_TASK DESCRIPTION_.
Filter the entries, keeping every line with the word "right".

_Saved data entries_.
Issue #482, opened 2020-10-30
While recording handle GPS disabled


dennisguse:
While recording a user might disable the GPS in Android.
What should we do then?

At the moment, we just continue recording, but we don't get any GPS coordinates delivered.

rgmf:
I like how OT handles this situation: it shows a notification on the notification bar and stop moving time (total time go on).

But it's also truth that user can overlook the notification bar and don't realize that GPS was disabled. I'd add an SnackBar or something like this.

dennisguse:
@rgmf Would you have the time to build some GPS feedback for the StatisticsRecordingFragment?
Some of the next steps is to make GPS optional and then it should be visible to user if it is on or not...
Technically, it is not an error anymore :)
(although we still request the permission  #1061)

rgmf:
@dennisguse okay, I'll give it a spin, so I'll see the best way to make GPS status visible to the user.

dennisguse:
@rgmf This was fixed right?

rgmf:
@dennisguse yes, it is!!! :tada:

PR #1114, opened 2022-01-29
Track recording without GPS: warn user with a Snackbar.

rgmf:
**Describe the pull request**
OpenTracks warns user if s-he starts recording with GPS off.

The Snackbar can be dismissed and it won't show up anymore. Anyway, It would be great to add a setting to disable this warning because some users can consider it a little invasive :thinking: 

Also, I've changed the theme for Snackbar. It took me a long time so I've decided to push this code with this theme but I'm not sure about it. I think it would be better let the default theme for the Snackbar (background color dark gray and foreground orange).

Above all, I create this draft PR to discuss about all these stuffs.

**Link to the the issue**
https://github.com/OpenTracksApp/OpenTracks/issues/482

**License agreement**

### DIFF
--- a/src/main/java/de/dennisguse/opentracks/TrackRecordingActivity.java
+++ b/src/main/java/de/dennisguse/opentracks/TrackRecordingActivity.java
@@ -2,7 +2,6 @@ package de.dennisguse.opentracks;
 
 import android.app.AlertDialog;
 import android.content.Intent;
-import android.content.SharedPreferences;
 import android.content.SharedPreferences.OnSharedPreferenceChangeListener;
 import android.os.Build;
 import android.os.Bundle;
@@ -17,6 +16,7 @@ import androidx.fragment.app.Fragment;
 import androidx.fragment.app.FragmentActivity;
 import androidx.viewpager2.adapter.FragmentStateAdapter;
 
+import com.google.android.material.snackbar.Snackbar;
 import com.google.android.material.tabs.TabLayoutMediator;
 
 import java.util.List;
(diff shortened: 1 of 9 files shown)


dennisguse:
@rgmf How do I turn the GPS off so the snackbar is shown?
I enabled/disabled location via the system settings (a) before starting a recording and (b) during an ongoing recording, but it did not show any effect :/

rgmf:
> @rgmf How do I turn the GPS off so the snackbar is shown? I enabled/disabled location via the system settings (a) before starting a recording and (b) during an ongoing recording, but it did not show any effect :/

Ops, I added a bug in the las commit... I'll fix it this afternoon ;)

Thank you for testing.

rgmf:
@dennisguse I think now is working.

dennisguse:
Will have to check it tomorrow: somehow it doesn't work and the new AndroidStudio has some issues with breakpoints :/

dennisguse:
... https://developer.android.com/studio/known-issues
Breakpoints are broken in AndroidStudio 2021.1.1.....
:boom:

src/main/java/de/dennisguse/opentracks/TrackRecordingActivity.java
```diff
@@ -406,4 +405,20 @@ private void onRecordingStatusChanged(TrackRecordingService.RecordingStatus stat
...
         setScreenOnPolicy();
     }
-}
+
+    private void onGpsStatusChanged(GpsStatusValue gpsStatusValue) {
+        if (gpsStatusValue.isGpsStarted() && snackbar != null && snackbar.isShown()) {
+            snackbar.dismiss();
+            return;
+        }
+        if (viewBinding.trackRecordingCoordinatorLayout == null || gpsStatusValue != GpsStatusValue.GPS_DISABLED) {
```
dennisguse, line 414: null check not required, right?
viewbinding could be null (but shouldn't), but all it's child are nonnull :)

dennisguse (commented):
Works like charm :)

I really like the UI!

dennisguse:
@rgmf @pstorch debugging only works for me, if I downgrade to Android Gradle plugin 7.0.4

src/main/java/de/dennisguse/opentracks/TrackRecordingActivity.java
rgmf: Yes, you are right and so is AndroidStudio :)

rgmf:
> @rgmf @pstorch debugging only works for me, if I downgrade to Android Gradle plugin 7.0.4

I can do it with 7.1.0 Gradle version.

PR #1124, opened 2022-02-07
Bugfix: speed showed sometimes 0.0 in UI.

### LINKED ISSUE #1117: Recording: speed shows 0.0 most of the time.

_ANSWER FOR THE TASK_.
@rgmf This was fixed right?
dennisguse, line 414: null check not required, right?
rgmf: Yes, you are right and so is AndroidStudio :)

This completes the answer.